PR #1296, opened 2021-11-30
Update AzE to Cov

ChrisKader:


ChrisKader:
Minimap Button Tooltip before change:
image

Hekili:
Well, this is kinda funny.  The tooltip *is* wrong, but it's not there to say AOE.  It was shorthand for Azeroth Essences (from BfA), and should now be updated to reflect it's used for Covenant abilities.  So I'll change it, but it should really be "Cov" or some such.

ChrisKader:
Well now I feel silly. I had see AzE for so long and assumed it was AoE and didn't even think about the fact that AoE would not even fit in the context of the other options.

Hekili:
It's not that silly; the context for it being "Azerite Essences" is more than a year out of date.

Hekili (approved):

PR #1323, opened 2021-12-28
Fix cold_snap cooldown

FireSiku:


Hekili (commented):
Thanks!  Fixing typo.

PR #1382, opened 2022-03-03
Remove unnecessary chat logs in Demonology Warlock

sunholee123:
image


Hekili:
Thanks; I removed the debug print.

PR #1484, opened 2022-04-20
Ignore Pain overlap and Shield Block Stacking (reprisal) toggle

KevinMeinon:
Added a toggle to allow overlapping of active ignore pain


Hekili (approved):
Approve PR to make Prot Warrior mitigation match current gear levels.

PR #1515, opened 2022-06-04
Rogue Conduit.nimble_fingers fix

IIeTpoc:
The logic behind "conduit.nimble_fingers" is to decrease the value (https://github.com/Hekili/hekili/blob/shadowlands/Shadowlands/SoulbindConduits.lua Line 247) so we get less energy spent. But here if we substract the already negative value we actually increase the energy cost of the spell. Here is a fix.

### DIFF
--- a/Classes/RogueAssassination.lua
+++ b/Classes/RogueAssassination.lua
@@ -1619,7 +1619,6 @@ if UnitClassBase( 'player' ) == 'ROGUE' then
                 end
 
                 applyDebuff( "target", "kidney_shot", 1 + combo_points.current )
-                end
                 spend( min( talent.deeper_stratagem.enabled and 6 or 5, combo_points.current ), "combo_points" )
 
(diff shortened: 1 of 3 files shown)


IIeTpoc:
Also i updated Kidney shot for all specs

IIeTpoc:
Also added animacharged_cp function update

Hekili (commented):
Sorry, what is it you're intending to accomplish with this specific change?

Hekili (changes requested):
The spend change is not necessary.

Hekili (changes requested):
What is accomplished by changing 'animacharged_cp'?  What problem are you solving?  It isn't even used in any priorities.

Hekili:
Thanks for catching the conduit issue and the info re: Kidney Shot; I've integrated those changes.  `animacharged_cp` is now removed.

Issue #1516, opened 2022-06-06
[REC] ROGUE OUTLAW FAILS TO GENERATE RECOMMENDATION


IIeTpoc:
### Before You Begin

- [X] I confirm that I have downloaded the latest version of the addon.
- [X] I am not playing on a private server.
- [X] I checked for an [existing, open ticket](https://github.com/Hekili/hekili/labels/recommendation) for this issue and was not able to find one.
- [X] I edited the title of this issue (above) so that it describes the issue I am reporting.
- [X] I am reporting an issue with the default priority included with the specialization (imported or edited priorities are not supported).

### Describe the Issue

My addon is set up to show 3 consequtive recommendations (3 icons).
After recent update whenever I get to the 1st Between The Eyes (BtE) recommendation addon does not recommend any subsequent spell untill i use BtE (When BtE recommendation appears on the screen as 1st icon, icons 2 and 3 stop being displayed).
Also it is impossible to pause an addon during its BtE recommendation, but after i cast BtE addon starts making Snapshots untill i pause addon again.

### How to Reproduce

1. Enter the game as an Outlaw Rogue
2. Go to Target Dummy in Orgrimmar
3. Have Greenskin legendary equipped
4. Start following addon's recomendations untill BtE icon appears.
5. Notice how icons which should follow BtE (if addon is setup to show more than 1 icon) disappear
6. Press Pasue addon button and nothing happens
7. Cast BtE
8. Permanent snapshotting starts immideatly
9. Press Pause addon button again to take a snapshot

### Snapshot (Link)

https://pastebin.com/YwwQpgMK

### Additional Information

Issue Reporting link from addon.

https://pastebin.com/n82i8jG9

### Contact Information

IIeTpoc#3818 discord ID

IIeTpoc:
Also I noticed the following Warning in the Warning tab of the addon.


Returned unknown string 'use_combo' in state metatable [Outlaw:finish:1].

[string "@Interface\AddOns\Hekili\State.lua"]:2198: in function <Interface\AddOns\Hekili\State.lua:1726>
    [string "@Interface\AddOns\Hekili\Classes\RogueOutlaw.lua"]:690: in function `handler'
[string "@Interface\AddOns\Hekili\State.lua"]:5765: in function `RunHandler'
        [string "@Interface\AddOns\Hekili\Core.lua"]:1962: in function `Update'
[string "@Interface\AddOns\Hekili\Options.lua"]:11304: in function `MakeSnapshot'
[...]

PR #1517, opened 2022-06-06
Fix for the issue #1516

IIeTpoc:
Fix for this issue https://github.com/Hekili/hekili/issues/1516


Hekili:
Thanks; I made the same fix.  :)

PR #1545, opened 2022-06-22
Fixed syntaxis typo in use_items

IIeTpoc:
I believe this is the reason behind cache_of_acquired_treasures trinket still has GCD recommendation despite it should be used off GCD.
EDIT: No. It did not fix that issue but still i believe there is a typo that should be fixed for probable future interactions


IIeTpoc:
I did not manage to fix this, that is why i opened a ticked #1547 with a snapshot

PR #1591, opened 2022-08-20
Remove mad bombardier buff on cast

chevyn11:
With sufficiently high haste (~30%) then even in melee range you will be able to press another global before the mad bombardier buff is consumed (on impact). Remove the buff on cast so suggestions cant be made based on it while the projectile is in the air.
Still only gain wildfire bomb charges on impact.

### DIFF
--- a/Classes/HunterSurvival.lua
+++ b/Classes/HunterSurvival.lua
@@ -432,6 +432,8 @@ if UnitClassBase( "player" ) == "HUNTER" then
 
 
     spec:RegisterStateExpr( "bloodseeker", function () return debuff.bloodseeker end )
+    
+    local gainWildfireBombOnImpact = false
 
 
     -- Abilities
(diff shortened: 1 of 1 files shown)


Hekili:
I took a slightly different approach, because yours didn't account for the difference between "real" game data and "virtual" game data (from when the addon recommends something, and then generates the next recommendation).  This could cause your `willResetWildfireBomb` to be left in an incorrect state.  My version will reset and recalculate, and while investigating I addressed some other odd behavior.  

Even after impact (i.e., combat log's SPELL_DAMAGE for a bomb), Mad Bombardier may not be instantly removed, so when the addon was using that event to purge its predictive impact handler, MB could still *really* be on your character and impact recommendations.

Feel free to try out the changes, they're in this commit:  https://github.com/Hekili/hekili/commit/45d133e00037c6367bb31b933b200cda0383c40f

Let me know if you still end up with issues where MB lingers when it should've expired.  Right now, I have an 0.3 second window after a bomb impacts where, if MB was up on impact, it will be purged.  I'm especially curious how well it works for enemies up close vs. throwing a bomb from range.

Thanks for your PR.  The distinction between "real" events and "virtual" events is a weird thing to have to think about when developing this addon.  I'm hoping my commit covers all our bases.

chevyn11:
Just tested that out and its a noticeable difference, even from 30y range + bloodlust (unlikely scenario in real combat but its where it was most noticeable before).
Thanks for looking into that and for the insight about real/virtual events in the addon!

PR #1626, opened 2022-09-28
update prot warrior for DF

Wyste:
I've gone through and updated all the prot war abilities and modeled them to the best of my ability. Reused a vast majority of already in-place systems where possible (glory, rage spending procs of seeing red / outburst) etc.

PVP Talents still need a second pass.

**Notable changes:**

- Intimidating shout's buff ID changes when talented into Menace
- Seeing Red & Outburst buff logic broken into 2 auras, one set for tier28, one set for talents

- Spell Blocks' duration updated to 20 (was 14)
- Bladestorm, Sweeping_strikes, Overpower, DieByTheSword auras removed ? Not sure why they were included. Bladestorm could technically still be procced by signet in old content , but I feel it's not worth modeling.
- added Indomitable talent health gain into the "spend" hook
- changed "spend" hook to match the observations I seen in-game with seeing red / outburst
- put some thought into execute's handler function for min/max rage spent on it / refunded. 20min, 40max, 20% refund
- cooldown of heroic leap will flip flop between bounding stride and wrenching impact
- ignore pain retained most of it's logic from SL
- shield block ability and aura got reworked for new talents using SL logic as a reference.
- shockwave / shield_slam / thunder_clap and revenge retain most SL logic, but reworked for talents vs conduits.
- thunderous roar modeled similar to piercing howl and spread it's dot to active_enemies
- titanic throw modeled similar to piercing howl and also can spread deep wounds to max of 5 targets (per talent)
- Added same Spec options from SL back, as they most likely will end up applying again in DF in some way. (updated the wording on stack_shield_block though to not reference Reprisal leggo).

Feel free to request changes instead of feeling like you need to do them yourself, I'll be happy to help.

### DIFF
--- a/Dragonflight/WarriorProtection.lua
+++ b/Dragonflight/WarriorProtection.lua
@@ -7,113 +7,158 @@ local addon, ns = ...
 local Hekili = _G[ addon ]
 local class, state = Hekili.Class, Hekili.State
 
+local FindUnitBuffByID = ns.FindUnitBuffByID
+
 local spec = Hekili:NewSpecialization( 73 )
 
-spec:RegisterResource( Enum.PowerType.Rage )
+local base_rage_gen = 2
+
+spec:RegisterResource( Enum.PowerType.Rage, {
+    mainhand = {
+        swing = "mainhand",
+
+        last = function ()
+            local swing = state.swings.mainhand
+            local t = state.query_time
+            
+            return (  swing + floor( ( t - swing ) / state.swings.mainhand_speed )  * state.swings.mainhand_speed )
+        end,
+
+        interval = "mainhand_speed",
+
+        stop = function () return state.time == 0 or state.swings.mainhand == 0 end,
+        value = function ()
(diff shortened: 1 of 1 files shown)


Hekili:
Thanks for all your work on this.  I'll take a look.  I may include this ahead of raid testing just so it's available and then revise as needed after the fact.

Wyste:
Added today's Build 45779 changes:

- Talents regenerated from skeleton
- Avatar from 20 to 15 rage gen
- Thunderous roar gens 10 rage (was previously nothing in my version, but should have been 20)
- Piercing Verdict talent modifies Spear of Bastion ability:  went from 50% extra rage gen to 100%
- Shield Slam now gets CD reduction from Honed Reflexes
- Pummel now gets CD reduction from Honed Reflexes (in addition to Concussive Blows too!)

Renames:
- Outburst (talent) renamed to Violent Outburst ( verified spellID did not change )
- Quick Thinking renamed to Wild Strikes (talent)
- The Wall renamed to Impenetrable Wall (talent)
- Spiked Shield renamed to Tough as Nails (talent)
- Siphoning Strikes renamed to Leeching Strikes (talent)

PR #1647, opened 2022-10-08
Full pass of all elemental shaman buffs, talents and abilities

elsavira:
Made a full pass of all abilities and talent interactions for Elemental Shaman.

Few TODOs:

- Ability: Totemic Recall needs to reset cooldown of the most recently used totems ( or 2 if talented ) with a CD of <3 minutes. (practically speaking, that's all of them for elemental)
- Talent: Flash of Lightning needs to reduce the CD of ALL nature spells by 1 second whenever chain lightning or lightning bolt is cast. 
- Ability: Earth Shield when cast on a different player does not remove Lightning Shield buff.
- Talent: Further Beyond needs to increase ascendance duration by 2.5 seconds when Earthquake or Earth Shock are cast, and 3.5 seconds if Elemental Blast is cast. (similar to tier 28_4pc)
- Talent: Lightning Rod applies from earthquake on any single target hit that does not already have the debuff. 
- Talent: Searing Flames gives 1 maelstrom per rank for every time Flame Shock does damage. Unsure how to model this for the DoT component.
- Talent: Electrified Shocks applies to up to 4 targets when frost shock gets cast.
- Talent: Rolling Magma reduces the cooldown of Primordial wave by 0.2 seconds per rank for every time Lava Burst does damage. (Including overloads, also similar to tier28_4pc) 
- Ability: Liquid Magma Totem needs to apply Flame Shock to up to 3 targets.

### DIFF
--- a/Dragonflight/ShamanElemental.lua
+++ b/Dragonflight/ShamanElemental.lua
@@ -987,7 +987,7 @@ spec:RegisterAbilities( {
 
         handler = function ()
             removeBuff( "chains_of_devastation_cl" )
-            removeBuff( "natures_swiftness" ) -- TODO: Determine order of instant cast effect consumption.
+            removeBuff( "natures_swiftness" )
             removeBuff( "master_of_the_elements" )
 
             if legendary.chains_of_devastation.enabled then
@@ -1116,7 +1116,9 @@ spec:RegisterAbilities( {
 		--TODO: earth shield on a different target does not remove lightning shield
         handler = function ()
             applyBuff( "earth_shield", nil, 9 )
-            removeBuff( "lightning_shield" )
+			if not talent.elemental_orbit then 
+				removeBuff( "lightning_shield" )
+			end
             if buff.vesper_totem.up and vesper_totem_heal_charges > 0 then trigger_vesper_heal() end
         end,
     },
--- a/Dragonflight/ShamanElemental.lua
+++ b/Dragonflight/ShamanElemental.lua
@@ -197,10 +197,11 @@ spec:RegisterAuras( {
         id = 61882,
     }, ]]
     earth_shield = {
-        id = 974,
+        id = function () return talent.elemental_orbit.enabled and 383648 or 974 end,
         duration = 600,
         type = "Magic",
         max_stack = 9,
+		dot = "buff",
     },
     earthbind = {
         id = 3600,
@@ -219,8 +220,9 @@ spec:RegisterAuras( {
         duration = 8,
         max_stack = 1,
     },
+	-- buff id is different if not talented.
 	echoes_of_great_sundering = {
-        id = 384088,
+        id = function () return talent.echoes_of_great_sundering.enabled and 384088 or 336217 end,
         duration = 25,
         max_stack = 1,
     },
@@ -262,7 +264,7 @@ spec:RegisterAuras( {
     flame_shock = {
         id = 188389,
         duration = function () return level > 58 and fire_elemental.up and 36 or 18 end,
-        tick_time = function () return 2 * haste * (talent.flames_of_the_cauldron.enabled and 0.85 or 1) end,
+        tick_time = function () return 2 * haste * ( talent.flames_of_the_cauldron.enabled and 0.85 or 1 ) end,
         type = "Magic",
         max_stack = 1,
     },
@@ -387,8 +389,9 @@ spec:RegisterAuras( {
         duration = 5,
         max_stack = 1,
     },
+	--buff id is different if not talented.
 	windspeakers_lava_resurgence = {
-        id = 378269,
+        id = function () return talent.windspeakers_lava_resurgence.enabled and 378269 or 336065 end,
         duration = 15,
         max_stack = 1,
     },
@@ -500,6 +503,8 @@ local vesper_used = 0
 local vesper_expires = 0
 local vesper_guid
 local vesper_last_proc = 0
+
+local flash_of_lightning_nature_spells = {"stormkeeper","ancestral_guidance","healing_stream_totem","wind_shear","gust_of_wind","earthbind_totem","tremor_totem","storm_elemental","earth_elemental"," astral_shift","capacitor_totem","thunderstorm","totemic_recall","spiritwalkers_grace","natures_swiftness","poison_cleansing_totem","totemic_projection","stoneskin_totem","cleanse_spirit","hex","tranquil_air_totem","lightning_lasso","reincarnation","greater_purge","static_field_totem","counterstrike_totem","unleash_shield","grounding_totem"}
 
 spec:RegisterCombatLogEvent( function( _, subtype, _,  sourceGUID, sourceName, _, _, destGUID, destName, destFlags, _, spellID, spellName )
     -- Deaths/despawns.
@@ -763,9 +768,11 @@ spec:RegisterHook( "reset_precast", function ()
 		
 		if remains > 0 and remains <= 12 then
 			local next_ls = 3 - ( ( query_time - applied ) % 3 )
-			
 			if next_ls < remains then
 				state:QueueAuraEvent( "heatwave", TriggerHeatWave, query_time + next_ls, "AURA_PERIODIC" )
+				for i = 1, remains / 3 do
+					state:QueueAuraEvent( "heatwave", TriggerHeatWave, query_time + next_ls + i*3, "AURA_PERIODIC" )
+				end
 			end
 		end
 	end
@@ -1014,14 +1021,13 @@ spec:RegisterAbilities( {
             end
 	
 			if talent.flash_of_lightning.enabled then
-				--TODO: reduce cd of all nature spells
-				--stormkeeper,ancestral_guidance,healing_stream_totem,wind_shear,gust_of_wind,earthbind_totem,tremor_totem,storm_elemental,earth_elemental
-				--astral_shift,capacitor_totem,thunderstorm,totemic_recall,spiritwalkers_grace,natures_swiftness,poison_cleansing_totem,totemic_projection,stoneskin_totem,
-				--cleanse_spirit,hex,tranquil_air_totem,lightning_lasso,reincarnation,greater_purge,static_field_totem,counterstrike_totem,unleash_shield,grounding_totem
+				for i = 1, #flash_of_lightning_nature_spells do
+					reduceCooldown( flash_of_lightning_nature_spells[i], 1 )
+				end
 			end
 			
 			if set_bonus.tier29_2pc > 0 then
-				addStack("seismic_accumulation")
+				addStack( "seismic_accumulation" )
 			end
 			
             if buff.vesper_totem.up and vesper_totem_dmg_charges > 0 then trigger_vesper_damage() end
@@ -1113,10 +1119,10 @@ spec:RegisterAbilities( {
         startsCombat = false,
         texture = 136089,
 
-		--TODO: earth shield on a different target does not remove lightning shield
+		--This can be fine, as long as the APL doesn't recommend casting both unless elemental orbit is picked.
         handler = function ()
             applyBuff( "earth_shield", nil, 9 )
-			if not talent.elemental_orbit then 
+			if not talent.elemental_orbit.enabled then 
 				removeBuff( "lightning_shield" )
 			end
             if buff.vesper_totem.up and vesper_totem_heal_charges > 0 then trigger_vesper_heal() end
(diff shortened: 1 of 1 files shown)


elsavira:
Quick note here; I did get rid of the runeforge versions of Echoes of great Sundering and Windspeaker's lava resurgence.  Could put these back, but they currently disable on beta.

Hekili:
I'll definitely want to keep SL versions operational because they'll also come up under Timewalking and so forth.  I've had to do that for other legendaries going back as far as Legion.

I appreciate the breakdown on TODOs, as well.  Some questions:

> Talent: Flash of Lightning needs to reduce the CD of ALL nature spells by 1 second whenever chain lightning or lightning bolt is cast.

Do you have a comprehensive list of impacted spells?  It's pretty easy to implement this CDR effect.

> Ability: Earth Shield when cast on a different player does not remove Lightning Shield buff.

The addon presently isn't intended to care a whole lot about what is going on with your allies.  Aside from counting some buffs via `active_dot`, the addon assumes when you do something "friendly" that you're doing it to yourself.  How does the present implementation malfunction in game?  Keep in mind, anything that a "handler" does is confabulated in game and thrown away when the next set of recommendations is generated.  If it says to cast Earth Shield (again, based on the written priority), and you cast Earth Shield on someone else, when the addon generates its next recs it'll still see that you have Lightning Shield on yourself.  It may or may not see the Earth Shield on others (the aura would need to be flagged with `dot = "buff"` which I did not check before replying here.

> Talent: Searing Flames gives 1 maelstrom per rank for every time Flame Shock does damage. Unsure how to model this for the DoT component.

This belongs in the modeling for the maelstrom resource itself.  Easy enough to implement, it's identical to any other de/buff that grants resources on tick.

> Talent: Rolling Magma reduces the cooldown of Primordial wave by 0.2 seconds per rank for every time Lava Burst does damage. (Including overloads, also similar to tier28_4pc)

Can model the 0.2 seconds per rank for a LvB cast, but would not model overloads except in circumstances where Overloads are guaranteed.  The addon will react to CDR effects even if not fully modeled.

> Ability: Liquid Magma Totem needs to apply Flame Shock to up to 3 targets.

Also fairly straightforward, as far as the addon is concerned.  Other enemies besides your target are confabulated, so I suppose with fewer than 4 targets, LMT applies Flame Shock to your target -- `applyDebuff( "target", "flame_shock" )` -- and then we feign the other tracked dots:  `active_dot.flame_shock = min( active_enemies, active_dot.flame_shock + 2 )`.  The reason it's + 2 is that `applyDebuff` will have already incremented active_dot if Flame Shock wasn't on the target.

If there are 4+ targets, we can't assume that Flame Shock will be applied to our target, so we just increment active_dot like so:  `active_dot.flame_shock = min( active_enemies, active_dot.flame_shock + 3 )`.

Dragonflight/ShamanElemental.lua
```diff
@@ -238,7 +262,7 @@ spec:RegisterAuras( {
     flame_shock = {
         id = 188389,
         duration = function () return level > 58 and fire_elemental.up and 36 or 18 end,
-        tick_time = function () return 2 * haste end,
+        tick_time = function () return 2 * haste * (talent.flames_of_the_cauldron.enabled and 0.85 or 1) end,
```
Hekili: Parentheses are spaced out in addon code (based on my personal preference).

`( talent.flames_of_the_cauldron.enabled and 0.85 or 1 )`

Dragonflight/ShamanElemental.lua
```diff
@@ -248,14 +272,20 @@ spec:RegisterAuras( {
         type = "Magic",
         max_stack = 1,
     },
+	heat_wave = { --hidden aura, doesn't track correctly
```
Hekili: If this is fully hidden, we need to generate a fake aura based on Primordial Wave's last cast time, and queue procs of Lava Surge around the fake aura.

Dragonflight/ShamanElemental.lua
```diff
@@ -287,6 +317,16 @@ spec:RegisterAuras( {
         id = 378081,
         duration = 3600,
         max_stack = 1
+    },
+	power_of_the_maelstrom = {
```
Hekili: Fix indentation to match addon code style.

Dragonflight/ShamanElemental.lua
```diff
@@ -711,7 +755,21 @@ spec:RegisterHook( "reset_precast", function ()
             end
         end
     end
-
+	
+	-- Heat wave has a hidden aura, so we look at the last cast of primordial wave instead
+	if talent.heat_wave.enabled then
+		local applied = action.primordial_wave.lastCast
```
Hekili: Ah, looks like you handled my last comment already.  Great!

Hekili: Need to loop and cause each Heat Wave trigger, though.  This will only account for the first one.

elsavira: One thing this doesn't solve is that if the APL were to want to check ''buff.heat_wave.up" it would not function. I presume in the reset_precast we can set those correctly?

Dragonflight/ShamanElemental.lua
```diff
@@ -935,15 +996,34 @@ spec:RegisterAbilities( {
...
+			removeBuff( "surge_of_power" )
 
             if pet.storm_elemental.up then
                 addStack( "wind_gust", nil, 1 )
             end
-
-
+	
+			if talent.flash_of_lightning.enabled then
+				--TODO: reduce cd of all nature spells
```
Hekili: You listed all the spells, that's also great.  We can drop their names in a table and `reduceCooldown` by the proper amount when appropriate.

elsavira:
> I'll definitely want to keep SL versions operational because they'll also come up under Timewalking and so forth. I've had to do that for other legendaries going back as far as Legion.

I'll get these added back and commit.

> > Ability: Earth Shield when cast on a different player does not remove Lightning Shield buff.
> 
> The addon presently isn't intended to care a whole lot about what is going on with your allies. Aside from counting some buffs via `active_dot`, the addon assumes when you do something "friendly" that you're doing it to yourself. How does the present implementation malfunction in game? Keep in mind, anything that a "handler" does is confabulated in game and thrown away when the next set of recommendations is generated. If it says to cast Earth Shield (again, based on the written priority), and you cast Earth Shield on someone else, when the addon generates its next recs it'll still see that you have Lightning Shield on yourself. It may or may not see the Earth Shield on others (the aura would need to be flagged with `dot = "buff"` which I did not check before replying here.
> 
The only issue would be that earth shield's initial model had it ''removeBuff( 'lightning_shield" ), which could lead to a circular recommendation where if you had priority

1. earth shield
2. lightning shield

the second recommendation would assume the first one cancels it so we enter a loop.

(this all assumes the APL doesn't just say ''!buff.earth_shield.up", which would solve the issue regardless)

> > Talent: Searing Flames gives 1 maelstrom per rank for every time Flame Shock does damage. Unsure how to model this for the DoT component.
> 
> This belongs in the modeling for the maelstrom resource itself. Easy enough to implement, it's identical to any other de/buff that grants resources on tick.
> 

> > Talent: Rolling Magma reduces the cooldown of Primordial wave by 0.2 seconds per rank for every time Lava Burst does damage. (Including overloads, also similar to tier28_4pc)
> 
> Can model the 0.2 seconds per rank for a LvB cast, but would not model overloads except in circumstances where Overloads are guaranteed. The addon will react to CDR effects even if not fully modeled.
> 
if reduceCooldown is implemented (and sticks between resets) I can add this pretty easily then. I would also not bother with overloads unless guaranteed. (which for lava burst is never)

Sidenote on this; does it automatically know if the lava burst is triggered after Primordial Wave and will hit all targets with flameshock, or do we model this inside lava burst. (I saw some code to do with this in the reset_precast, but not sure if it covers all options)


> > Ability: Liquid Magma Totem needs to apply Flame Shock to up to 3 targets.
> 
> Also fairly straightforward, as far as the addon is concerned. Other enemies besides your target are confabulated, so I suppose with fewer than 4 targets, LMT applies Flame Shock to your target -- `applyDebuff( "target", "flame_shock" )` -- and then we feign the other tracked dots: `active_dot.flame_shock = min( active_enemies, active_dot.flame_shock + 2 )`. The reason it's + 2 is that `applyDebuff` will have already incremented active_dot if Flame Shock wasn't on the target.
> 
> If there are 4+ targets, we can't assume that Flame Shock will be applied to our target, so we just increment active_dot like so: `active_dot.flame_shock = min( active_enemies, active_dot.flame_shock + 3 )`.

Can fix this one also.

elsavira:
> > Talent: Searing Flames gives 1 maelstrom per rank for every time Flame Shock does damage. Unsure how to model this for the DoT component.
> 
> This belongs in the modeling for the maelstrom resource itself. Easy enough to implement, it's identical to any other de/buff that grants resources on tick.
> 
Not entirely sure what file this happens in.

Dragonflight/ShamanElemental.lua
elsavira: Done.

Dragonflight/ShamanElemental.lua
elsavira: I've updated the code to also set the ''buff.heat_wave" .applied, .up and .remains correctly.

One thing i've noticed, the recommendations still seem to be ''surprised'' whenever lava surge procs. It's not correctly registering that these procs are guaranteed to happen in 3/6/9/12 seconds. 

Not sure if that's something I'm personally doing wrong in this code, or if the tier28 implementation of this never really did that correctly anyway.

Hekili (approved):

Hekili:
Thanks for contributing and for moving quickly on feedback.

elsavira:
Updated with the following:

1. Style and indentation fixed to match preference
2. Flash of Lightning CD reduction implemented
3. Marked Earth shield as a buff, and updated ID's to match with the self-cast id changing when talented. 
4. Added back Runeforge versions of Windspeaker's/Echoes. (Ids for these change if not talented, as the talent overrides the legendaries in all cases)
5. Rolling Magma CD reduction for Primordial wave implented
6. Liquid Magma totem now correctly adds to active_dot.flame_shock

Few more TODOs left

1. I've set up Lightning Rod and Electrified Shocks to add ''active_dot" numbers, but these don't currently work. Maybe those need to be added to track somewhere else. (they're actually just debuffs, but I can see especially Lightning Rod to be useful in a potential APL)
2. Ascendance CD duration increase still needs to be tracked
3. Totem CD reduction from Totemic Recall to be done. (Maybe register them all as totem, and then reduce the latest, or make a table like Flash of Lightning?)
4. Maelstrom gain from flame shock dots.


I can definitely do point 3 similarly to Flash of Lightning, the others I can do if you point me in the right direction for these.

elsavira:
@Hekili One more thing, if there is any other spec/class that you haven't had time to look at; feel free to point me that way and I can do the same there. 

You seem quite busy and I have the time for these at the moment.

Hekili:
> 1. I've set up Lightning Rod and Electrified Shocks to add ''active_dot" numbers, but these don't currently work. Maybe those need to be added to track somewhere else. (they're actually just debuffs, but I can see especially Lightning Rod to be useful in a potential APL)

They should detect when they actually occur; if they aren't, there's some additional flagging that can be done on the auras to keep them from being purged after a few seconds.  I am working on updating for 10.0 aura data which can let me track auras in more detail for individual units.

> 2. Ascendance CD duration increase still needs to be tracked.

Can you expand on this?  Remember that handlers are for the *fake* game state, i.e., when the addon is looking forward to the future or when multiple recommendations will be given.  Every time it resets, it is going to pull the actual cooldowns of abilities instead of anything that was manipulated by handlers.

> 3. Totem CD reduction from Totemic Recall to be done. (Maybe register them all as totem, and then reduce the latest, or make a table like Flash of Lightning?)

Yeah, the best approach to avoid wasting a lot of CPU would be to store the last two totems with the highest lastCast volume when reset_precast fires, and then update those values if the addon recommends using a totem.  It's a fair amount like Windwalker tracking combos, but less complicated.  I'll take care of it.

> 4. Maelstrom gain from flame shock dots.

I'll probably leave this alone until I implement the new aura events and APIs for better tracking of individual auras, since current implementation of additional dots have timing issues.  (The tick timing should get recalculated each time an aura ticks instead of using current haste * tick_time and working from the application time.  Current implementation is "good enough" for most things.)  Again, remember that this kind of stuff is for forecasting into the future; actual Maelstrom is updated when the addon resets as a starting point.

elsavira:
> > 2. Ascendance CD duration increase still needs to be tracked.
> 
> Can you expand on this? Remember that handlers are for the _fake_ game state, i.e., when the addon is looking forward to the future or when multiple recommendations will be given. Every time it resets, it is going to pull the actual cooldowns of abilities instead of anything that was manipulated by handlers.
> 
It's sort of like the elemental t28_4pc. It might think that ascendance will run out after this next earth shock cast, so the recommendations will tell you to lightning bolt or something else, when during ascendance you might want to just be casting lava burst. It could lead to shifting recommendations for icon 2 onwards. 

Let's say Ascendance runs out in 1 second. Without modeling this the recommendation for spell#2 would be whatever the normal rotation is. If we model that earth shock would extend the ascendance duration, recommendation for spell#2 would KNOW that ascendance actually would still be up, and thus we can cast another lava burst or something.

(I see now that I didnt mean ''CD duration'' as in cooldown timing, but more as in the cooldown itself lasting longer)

+===+

### [To do]
Look for "effects" in each line of the material, then copy the lines where it is found.

### [Response to this task]
Can model the 0.2 seconds per rank for a LvB cast, but would not model overloads except in circumstances where Overloads are guaranteed.  The addon will react to CDR effects even if not fully modeled.
> Can model the 0.2 seconds per rank for a LvB cast, but would not model overloads except in circumstances where Overloads are guaranteed. The addon will react to CDR effects even if not fully modeled.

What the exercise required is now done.